|  | 1 | 2 | 3 | 4 | 5 | 6 | Total |
| Victoria | 0 | 1 | 1 | 2 | 4 | 1 | 0 |
| New South Wales | 7 | 5 | 4 | 5 | 7 | 1 | 5 |
- * – Denotes overtime period(s)
- Location(s): Melbourne, Victoria: Melbourne Glaciarium Sydney, Sydney: Sydney Glaciarium
- Format: best-of-six
- Dates: July 11 – July 15, August 8 - August 12

= 1925 Goodall Cup Finals =

The 1925 Goodall Cup inter-state series is the first year that the tournament was changed from a 3-game series where Victoria and New South Wales would visit each other's state in alternate years, to a 6-game series consisting of 3 matches to be played in Victoria and another 3 matches to be played in Sydney.
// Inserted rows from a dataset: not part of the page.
PR #193, opened 2020-02-13
List files for the BlitEngine target

Daft-Freak:
Using a glob prevents CMake from reconfiguring automatically when a file is added or removed.


Gadgetoid:
Thank you!

PR #196, opened 2020-02-14
Move _estack to end of user RAM section

Gadgetoid:
This prevents the stack from stepping all over the heap. Or something like that. I've really lost the plot.

Thanks @trollied and @andrewcapon for pointing this out!

### DIFF
--- a/32blit-stm32/STM32H750VBTxEXT_FLASH.ld
+++ b/32blit-stm32/STM32H750VBTxEXT_FLASH.ld
@@ -33,7 +33,7 @@
 ENTRY(Reset_Handler)
 
 /* Highest address of the user mode stack */
-_estack = 0x20020000;    /* end of RAM */
+_estack = 0x2405A800;    /* end of RAM */
 /* Generate a link error if heap and stack don't fit into RAM */
 _Min_Heap_Size = 0x400;      /* required amount of heap  */
 _Min_Stack_Size = 0x400; /* required amount of stack */
--- a/32blit-stm32/STM32H750VBTx_FLASH.ld
+++ b/32blit-stm32/STM32H750VBTx_FLASH.ld
@@ -33,7 +33,7 @@
 ENTRY(Reset_Handler)
 
 /* Highest address of the user mode stack */
-_estack = 0x20020000;    /* end of RAM */
+_estack = 0x2405A800;    /* end of RAM */
 /* Generate a link error if heap and stack don't fit into RAM */
 _Min_Heap_Size = 0x400;      /* required amount of heap  */
 _Min_Stack_Size = 0x400; /* required amount of stack */


Daft-Freak:
I was looking here yesterday, I think that _estack was pointing to the end of DTCMRAM, so the stack and heap should never meet since they are in different memory regions? (If you do run out of heap, it steps over LDTC, which gives you a nice indicator of what happened...)

ali1234:
That is correct. This patch actually moves stack into the same region as heap, so makes it possible for them to collide.

Gadgetoid:
Yeah I'm not really sure what was going on here- 

Is it possible that previously (and this seems intuitively unlikely to me) the stack was growing to >128K and running out of DTCMRAM whereas the larger RAM_D1 section just coincidentally mitigates this one particular issue?

Or, perhaps, that some things we don't expect to be there were clashing with the stack in DTCMRAM?

Looking over the linker we have:

```ld
  /* Initialized data sections goes into RAM, load LMA copy after code */
  .data :
  {
    . = ALIGN(4);
    _sdata = .;        /* create a global symbol at data start */
    *(.data)           /* .data sections */
    *(.data*)          /* .data* sections */

    . = ALIGN(4);
    _edata = .;        /* define a global symbol at data end */
  } >DTCMRAM AT> FLASH
```

Which would suggest we have both initialised data sections (non-const variables with pre-set values, or that aren't set `NOLOAD` by the linker script?) and the stack in the same 128K memory region?

Daft-Freak:
Opposite ends of the same region, but yeah. According to the build output, my music player has 580 bytes in there. So the result of this change is (potentially) more stack, less heap, most of DTCMRAM unused.

Semi-related, I added this to my code yesterday when debugging my memory issues:
```cpp
#ifdef TARGET_32BLIT_HW
extern "C" void *_sbrk(ptrdiff_t incr)
{
    extern char end, __ltdc_start;
    static char *heap_end;

    if(!heap_end)
        heap_end = &end;

    // ltdc is at the end of the heap
    if(heap_end + incr > &__ltdc_start)
        return (void *)-1;

    char *ret = heap_end;
    heap_end += incr;

    return (void *)ret;
}
#endif
```

Makes allocation actually fail when you run out.

Gadgetoid:
I guess it boils down to whether it's more sensible to give the stack its own memory region: DTCMRAM and move initialised globals etc into RAM_D1 with the heap, or keep initialised globals in DTCMRAM and move the stack into RAM_D1.

Is this a sensible approach?

```patch
diff --git a/32blit-stm32/STM32H750VBTxEXT_FLASH.ld b/32blit-stm32/STM32H750VBTxEXT_FLASH.ld
index 583e9f1..1a34d39 100644
--- a/32blit-stm32/STM32H750VBTxEXT_FLASH.ld
+++ b/32blit-stm32/STM32H750VBTxEXT_FLASH.ld
@@ -33,10 +33,10 @@
 ENTRY(Reset_Handler)

 /* Highest address of the user mode stack */
-_estack = 0x2405A800;    /* end of RAM */
+_estack = 0x20020000;    /* end of RAM */
 /* Generate a link error if heap and stack don't fit into RAM */
 _Min_Heap_Size = 0x400;      /* required amount of heap  */
-_Min_Stack_Size = 0x400; /* required amount of stack */
+_Min_Stack_Size = 0x20000; /* required amount of stack */

 /* Specify the memory areas */
 MEMORY
@@ -131,7 +131,7 @@ SECTIONS

     . = ALIGN(4);
     _edata = .;        /* define a global symbol at data end */
-  } >DTCMRAM AT> FLASH
+  } >RAM_D1 AT> FLASH


   /* Uninitialized data section */
@@ -150,15 +150,24 @@ SECTIONS
     __bss_end__ = _ebss;
   } >RAM_D1

-  /* User_heap_stack section, used to check that there is enough RAM left */
-  ._user_heap_stack :
+  /* User_stack section, used to check that there is enough RAM left */
+  ._user_stack :
   {
     . = ALIGN(8);
     PROVIDE ( end = . );
     PROVIDE ( _end = . );
-    . = . + _Min_Heap_Size;
     . = . + _Min_Stack_Size;
     . = ALIGN(8);
+  } >DTCMRAM
+
+  /* User_heap section, used to check that there is enough RAM left */
+  ._user_heap :
+  {
+    . = ALIGN(8);
+    PROVIDE ( end = . );
+    PROVIDE ( _end = . );
+    . = . + _Min_Heap_Size;
+    . = ALIGN(8);
   } >RAM_D1

   itcm_data = LOADADDR(.itcm);
```

Do we *really* need 128K for the stack, or can it be allocated into the 63K remainder of `RAM_D2` leaving `DTCMRAM` for initialised globals and `RAM_D1` for the heap?

I think the real answer to this question is that it varies depending on the application, but since we're supposed to be supplying sensible defaults for beginners we should do that and anyone who wants to rewrite their linker scripts is welcome to do so.

Daft-Freak:
What's broken with the current approach? Or, what are we trying to fix here? Most of the options here seem to involve having less heap...

AndrewCapon:
What is the issue with just storing heap and stack in RAM_D1?

Daft-Freak:
Some additions:
Stack/heap were originally both in DTCMRAM, heap moved in https://github.com/pimoroni/32blit-beta/commit/df6e76a750a58cdb2cea5329e87a16fb660a9b20#diff-f50c6bc87caa7e67d16ec5001ad22a1bR153-R161. The reservation wasn't. So, we need at least:
```diff
diff --git a/32blit-stm32/STM32H750VBTxEXT_FLASH.ld b/32blit-stm32/STM32H750VBTxEXT_FLASH.ld
index bee44a4..60dc852 100644
--- a/32blit-stm32/STM32H750VBTxEXT_FLASH.ld
+++ b/32blit-stm32/STM32H750VBTxEXT_FLASH.ld
@@ -131,6 +131,7 @@ SECTIONS
 
     . = ALIGN(4);
     _edata = .;        /* define a global symbol at data end */
+    . = . + _Min_Stack_Size;
   } >DTCMRAM AT> FLASH
 
 
@@ -157,7 +158,6 @@ SECTIONS
     PROVIDE ( end = . );
     PROVIDE ( _end = . );
     . = . + _Min_Heap_Size;
-    . = . + _Min_Stack_Size;
     . = ALIGN(8);
   } >RAM_D1
 ```
To make `_Min_Stack_Size` do anything useful in the current script.

My main objection to this change is (apart from that it isn't fixing what it says it's fixing) that if the stack is moved from DTCMRAM, there will be almost nothing using it (most of the examples and music-player have ~500-600 BYTES of .data). Of course, it's entirely possible that I'm completely wrong about all of this...

AndrewCapon:
One of the things that DTCMRAM might be useful for (as it has twice the clock speed I think?) is to run certain code from rather than the flash. I did have an attempt at this to do some benchmarking but the stdlib initialisation barfed when initialising statics and I decided to revisit it at another time. Im guessing this was to do with my misunderstanding of setting it up correctly in the ld file.

I don't know if the pimoroni guys have looked at this, I seem to remember something being mentioned somewhere.

Of course this doesn't mean we can't run the stack from there as well.

AndrewCapon:
ps. I only said "What is the issue with just storing heap and stack in RAM_D1?" because I thought that was how it was working already!

Daft-Freak:
Is that not ITCMRAM? Which I think you can put functions in with `__attribute__ ((section (".itcm")))`. (At least it looks like that in the linker script: https://github.com/pimoroni/32blit-beta/blob/master/32blit-stm32/STM32H750VBTxEXT_FLASH.ld#L164-L172)

lowfatcode:
As yet we haven't worried too much about specifically where to allocate space for certain code/data. We have done some profiling of DTCM vs D1 vs D2 etc and found that for our workloads there hasn't seemed to be a substantial difference (perhaps because most of our tighter loops also need to do a lot of data push/pull and that vastly overshadows any potential performance gain.).

Our main focus at the moment has been giving the user the largest single contiguous block of memory to work in though depending on the allocator we end up using that may not matter so much.

If people do want to fiddle around and try stuff out we're eager to hear the results. :-)

AndrewCapon:
> Is that not ITCMRAM? Which I think you can put functions in with `__attribute__ ((section (".itcm")))`. (At least it looks like that in the linker script: https://github.com/pimoroni/32blit-beta/blob/master/32blit-stm32/STM32H750VBTxEXT_FLASH.ld#L164-L172)

ITCMRAM and DTCMRAM both run at 480 I think, I could be wrong though!

AndrewCapon:
> Our main focus at the moment has been giving the user the largest single contiguous block of memory to work in though depending on the allocator we end up using that may not matter so much.

So as Daft-Freak says probably best to keep the stack as is and separated from the heap.

Daft-Freak:
> > Is that not ITCMRAM? Which I think you can put functions in with `__attribute__ ((section (".itcm")))`. (At least it looks like that in the linker script: https://github.com/pimoroni/32blit-beta/blob/master/32blit-stm32/STM32H750VBTxEXT_FLASH.ld#L164-L172)
> 
> ITCMRAM and DTCMRAM both run at 480 I think, I could be wrong though!

But one of them is set up for running code from 😄

AndrewCapon:
True, but when I was trying to test it though I linking all of the code section in flash to mirror in DTCMRAM and run from there.

lowfatcode:
In theory we probably want to place the audio processing and rendering code into ITCM as it should be faster from there - but with some early testing we didn't see the improvements we hoped for. It's as good a place for it as any though so might as well have the system use it! There are considerations related to jump length and caching if i recall which may be why we didn't see much improvement. I'll try to experiment again and see what happens...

The Victorian team left for Sydney on 6 August 1925 to play the remaining 3 matches of the series in the Sydney Glaciarium against the New South Wales team.

==The series==

- Game one
11 July 1925 By the end of the first half, New South Wales led by 1–0. Almost immediately after the second half began, three goals were added in succession to put New South Wales up 4–0. The Victorians were not as accurate with the puck as the New South Wales team which made the evening an easier task for Barnett in the New South Wales goal, while Dow would struggle and was placed in difficult situations throughout the game in the Victorian goal.

- Game two
13 July 1925 The crowd was very large for the second game of the series and was attended by the Governor, Earl of Stradbroke.

- Game three
15 July 1925 By half time, the score was even 1–1, but New South Wales would have the better of the play, defeating Victoria 4–1.

- Game four
8 August 1925 With star goaltender, Billy Dow, missing from the Victorian team and New South Wales missing the services of their high scoring Jimmy Kendall, the teams would contest the 4th game of the series in the Sydney Glaciarium. Pike would open the scoring for New South Wales in the first half, from Turner. He would then add 2 more to increase the New South Wales lead to 3–0. Through the work of goalkeeper Barnett, the Victorians could not score in the first half despite surging attacks. The Victoria team would have more possession of the puck in the 2nd half and Donovan would shoot a puck that glanced off the pads of Barnett and in the net to give Victoria their first goal of the game. Wells would then score the 4th goal for New South Wales from a lucky shot and Raith added their 5th in a scramble. The scramble resulted in Wells being ordered off the ice and almost immediately Kershaw gave Victoria their 2nd goal after gathering the puck from his own back end and running the puck all the way up the ice to score. The bell rang to sound the end of the game and New South Wales had clinched the Goodall Cup by winning the 4th game.

- Game five
10 August 1925 Both teams made changes to their roster, New South Wales replaced A. Raith with G. Slade and Victoria played C. Dixson instead of E. A. Collins. New South Wales got on the board early with goals from Pike and Slade. Victoria would return fire with a goal from Kershaw from a great pass by Molony, who would score again to even the game at 2–2. Reid ran through the Victorian center and scored for New South Wales, putting them ahead by one and Pike would score to increase the New South Wales lead to 4–2 at the end of the first half. At the beginning of the second half, Molony found himself out front and gave Victoria their 3rd goal of the evening. New South Wales would score again to regain the 2-goal lead and Molony answered back again for Victoria. Reid scored the 6th goal and Slade put the game beyond doubt with New South Wales finishing with 7 goals.

- Game six
12 August 1925 Victoria scored in the first half, and the score remained 1–0 in their favor until there were only a few minutes remaining in the game and N. Turner scored for New South Wales. Both teams drew 1–1.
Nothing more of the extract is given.